• [Exercise instructions] Find and copy each line of the data that includes "hello".

Stored data entries:
════════
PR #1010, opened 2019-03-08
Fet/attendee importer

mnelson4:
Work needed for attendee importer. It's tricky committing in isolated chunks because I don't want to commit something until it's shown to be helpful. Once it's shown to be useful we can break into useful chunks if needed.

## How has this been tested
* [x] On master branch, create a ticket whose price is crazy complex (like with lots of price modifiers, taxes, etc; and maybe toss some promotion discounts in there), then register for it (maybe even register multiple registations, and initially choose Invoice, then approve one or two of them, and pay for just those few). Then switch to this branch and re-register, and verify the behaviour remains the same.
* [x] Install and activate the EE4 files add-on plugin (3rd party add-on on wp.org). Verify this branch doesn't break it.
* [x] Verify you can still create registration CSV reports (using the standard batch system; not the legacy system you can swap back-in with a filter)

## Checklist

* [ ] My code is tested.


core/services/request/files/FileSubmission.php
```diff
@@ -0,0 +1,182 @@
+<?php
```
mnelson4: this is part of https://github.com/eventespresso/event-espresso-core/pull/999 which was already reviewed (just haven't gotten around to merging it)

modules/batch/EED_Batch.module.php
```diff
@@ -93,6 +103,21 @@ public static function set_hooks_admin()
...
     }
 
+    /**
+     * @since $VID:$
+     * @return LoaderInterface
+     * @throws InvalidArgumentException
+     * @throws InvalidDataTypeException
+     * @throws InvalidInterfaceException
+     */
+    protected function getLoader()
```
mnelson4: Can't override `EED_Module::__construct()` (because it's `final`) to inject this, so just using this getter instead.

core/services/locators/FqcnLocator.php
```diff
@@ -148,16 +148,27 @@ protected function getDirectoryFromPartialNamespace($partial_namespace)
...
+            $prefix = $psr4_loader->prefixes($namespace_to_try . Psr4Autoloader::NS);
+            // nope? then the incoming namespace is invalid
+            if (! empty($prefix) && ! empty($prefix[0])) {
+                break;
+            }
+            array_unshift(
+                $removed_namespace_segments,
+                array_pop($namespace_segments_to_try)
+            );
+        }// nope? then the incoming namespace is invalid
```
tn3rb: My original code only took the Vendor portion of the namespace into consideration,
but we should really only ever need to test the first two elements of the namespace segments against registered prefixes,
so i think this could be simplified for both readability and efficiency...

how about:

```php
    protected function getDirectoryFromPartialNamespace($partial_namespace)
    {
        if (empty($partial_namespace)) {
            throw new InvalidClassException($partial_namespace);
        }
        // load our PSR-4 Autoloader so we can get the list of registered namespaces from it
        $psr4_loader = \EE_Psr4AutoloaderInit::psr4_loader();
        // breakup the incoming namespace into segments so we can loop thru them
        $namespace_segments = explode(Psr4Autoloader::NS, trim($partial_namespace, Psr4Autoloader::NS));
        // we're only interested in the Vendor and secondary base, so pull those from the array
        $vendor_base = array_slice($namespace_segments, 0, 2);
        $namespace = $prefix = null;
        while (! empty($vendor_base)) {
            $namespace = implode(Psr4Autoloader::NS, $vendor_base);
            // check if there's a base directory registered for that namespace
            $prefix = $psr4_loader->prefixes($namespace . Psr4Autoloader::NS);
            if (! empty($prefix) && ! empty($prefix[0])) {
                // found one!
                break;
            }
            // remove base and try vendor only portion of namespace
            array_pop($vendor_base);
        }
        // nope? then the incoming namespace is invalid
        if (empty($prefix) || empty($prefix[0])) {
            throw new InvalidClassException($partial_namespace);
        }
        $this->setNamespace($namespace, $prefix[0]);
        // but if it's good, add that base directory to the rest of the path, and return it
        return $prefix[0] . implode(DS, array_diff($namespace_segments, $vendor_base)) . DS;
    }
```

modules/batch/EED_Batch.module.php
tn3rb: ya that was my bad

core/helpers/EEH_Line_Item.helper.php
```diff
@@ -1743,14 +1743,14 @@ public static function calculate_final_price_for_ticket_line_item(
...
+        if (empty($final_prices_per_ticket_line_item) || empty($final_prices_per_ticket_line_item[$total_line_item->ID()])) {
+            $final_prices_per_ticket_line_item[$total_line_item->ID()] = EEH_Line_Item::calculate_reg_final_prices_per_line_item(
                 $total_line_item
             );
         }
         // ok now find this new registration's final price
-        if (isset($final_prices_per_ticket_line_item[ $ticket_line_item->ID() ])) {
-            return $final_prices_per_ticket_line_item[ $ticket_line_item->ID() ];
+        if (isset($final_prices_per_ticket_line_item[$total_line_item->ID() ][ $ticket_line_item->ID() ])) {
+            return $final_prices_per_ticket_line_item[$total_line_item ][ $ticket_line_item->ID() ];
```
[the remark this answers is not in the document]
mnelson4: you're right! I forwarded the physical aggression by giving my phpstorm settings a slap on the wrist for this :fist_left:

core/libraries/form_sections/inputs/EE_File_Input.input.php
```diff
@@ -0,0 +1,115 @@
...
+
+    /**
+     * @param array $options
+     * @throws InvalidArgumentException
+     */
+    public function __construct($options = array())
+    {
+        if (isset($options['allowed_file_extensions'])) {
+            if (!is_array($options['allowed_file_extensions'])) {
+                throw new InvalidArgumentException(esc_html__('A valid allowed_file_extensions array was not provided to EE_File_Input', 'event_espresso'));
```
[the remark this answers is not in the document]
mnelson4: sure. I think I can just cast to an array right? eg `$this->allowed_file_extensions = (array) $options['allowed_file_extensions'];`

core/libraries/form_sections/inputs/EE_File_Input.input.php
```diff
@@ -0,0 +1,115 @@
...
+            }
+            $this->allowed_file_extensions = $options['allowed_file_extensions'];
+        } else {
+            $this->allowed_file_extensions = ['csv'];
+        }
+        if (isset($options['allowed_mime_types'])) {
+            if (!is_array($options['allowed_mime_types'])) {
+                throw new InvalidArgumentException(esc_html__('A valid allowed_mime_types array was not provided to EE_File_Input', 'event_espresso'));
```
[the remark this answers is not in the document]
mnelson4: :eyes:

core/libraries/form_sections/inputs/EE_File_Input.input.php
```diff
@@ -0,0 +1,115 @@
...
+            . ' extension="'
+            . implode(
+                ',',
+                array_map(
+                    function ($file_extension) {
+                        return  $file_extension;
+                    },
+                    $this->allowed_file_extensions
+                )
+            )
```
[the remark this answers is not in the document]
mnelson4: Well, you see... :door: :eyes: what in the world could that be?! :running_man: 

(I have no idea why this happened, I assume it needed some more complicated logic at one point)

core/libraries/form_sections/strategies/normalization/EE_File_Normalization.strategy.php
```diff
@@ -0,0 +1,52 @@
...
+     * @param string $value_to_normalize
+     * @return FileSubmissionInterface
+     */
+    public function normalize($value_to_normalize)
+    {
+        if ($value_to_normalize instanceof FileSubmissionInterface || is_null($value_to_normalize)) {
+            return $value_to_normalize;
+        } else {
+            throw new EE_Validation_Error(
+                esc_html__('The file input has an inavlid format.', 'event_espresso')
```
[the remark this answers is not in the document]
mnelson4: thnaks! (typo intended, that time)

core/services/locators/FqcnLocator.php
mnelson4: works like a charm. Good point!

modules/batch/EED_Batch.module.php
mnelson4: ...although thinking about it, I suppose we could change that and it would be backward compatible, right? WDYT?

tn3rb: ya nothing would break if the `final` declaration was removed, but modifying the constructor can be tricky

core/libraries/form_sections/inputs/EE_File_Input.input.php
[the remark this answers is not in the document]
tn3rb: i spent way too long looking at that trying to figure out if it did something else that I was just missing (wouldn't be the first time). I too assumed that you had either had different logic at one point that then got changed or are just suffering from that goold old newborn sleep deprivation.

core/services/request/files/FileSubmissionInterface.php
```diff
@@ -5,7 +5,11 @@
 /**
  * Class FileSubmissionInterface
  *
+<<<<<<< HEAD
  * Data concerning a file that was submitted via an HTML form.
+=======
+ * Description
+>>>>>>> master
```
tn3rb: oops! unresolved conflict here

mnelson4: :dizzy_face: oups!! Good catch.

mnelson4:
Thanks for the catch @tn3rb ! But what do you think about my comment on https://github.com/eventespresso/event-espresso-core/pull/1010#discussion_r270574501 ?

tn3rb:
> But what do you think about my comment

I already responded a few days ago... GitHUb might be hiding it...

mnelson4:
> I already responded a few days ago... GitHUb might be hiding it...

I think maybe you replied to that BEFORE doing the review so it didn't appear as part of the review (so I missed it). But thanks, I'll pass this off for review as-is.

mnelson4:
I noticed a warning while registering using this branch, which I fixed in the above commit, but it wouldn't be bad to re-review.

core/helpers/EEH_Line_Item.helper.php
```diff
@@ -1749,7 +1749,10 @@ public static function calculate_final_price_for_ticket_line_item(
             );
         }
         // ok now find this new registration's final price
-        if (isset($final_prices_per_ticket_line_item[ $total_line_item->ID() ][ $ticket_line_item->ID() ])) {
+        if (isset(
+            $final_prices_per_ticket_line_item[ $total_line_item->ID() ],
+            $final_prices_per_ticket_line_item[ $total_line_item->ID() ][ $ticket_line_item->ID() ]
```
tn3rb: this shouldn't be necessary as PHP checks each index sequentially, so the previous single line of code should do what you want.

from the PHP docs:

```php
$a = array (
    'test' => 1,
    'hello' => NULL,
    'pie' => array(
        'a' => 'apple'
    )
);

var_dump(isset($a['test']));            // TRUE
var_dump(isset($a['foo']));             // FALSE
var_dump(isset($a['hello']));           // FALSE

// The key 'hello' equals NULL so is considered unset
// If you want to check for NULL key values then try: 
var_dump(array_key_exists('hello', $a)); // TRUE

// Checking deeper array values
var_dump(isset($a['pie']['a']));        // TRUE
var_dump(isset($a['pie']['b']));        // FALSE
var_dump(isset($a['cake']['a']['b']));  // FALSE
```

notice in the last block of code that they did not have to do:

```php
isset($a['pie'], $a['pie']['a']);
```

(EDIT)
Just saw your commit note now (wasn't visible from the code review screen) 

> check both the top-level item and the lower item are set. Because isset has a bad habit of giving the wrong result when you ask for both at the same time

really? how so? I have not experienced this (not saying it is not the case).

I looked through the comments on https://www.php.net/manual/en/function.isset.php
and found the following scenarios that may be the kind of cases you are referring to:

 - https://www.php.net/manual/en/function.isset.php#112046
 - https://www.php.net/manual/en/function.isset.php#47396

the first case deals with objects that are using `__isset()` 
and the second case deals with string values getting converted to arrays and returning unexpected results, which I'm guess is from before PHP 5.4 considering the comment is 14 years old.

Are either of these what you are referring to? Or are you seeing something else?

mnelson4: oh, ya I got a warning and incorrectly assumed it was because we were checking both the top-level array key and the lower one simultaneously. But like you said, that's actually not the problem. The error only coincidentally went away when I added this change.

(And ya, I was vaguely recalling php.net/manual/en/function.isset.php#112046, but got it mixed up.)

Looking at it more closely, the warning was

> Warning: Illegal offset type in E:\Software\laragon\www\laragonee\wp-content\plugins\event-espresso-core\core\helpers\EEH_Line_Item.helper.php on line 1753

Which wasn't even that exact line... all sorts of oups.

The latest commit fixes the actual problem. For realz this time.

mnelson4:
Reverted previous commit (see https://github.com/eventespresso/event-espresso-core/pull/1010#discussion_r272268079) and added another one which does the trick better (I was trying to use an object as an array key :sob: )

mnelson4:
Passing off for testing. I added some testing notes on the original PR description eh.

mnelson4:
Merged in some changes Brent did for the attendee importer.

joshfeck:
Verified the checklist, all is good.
════════
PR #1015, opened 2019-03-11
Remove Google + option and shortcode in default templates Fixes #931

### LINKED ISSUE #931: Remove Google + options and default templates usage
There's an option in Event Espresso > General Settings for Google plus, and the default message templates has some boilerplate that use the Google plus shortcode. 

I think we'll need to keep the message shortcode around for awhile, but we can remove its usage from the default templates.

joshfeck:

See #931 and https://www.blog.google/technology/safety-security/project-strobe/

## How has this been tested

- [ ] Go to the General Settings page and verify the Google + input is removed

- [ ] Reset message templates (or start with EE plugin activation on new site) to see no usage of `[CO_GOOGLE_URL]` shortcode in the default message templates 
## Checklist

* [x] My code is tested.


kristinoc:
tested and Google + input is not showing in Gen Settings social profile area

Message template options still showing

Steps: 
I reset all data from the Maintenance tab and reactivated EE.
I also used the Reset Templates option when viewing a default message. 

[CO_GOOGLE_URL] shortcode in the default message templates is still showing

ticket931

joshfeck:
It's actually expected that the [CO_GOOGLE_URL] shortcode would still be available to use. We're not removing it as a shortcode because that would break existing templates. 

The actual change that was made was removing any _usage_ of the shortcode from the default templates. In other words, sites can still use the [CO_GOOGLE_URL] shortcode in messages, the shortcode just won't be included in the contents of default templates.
════════
• [Answer to this exercise]
    'hello' => NULL,
var_dump(isset($a['hello']));           // FALSE
// The key 'hello' equals NULL so is considered unset
var_dump(array_key_exists('hello', $a)); // TRUE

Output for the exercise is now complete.